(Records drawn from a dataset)
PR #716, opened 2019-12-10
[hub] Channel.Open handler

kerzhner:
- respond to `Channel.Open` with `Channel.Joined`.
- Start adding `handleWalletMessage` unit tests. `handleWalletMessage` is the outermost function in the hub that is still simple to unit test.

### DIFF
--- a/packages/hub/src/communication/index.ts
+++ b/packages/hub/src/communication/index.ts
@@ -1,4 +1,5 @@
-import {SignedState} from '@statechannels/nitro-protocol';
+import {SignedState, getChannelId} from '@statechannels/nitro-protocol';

Exercise:
Please copy the data above in its entirety, exactly as written.

Solved problem:
PR #716, opened 2019-12-10
[hub] Channel.Open handler

kerzhner:
- respond to `Channel.Open` with `Channel.Joined`.
- Start adding `handleWalletMessage` unit tests. `handleWalletMessage` is the outermost function in the hub that is still simple to unit test.

### DIFF
--- a/packages/hub/src/communication/index.ts
+++ b/packages/hub/src/communication/index.ts
@@ -1,4 +1,5 @@
-import {SignedState} from '@statechannels/nitro-protocol';
+import {SignedState, getChannelId} from '@statechannels/nitro-protocol';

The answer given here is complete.